### PROBLEM TO WORK ON
Stopping at the line that holds "Add example for accessible overflow in Modal", repeat the lines below exactly, starting from the very first and including that final line.

[Stored data entries]
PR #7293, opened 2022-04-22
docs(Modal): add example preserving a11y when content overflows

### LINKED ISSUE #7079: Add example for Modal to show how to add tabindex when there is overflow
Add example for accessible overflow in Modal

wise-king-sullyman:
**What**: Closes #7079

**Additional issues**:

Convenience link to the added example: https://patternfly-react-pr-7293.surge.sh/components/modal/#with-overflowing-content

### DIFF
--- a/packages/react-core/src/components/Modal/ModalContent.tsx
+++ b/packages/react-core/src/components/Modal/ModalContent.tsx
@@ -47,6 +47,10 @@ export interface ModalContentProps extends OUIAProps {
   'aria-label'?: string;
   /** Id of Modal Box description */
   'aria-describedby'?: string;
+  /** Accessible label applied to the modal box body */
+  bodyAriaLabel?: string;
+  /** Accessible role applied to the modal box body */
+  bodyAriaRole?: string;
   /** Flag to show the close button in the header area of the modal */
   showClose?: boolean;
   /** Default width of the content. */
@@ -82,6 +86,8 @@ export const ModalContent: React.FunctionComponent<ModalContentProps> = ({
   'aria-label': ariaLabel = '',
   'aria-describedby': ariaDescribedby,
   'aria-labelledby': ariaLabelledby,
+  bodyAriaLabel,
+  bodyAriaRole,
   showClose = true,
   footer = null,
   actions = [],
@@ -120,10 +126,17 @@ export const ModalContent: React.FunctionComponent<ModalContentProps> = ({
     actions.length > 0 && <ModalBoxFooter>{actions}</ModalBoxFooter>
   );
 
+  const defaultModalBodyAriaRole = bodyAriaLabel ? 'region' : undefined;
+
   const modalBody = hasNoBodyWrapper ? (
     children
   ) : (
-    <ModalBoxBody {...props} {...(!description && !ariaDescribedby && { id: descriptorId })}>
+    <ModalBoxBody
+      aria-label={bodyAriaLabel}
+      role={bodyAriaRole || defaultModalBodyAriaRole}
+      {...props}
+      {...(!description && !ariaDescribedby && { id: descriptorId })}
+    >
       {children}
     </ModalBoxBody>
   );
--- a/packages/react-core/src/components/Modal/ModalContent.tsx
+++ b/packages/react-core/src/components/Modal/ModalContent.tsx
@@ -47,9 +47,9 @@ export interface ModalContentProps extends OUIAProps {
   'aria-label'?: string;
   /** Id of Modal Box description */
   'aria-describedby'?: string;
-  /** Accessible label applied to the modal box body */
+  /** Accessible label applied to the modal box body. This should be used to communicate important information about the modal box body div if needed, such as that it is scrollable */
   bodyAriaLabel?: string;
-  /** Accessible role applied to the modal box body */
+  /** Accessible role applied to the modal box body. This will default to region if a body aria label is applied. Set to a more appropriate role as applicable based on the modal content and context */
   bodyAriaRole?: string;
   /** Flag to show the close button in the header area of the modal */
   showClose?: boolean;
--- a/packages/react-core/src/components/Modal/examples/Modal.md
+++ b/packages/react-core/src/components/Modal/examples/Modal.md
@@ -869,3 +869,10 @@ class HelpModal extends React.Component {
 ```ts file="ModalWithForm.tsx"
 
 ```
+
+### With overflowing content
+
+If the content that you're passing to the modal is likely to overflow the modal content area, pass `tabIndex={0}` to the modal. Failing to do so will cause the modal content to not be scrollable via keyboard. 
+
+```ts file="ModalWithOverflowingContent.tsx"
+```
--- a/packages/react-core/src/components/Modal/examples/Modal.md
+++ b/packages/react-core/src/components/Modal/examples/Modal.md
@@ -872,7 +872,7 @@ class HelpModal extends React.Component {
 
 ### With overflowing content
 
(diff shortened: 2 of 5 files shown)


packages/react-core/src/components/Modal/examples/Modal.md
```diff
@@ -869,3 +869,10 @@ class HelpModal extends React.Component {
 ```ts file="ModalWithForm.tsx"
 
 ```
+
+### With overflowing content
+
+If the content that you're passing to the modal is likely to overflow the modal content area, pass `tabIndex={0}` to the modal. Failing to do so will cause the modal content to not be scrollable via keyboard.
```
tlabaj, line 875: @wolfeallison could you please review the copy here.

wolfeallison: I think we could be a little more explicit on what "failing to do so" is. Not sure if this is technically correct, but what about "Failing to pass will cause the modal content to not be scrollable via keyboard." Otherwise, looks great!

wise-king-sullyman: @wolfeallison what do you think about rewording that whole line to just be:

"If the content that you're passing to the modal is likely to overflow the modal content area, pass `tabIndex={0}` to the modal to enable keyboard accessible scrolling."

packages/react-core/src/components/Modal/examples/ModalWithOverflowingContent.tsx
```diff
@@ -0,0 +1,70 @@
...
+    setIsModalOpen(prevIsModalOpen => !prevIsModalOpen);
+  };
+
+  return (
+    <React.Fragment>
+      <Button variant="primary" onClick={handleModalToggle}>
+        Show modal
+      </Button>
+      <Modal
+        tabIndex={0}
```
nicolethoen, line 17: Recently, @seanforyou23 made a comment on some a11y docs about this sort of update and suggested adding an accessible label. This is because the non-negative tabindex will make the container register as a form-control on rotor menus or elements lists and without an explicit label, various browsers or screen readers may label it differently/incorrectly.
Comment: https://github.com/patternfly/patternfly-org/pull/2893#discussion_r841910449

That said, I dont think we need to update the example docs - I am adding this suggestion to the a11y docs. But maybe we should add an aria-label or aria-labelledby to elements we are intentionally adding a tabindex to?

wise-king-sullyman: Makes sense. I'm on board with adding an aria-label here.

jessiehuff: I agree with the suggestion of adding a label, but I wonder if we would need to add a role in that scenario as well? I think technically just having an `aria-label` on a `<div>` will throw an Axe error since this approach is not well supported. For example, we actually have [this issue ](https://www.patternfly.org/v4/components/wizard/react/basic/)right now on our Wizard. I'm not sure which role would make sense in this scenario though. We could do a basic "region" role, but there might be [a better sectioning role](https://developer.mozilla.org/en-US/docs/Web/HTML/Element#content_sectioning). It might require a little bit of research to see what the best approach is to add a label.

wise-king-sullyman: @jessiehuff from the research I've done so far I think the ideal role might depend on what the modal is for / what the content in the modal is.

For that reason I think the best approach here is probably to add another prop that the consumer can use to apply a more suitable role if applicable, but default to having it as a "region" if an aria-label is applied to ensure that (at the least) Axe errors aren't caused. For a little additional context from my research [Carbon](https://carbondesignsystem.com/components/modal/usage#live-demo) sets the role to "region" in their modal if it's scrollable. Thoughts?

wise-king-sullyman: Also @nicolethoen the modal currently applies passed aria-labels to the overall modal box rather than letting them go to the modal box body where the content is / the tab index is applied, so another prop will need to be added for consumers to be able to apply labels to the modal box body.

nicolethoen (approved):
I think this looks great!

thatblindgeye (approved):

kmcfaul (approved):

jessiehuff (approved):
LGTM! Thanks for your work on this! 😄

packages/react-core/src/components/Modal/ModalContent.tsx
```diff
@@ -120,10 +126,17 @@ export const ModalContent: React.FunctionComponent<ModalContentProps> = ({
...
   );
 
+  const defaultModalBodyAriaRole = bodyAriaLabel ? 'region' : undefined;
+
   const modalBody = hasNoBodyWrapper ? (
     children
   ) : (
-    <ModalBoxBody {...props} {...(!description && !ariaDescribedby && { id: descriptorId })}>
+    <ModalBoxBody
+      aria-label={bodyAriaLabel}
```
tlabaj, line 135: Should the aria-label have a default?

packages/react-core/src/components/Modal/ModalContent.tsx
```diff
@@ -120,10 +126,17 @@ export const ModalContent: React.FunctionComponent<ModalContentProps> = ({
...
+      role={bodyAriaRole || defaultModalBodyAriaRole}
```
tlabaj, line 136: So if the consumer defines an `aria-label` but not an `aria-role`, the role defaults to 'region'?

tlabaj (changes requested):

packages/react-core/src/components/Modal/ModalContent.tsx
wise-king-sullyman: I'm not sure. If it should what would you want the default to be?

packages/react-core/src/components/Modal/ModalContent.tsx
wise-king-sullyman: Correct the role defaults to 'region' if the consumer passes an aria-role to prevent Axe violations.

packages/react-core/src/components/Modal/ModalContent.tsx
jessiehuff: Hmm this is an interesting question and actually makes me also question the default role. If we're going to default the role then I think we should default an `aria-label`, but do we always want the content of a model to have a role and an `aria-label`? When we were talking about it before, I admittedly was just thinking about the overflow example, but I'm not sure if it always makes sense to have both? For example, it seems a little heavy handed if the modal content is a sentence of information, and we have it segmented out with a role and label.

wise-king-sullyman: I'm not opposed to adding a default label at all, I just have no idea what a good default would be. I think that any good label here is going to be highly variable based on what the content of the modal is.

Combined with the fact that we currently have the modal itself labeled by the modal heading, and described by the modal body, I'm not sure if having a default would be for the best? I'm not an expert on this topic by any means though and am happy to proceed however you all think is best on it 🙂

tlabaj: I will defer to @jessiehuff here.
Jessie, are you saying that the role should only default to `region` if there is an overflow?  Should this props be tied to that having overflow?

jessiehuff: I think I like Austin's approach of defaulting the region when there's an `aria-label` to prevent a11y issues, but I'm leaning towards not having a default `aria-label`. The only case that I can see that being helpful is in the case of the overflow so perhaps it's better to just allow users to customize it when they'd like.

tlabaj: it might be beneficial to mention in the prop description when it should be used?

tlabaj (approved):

### REPLY TO THE TASK
PR #7293, opened 2022-04-22
docs(Modal): add example preserving a11y when content overflows

### LINKED ISSUE #7079: Add example for Modal to show how to add tabindex when there is overflow
Add example for accessible overflow in Modal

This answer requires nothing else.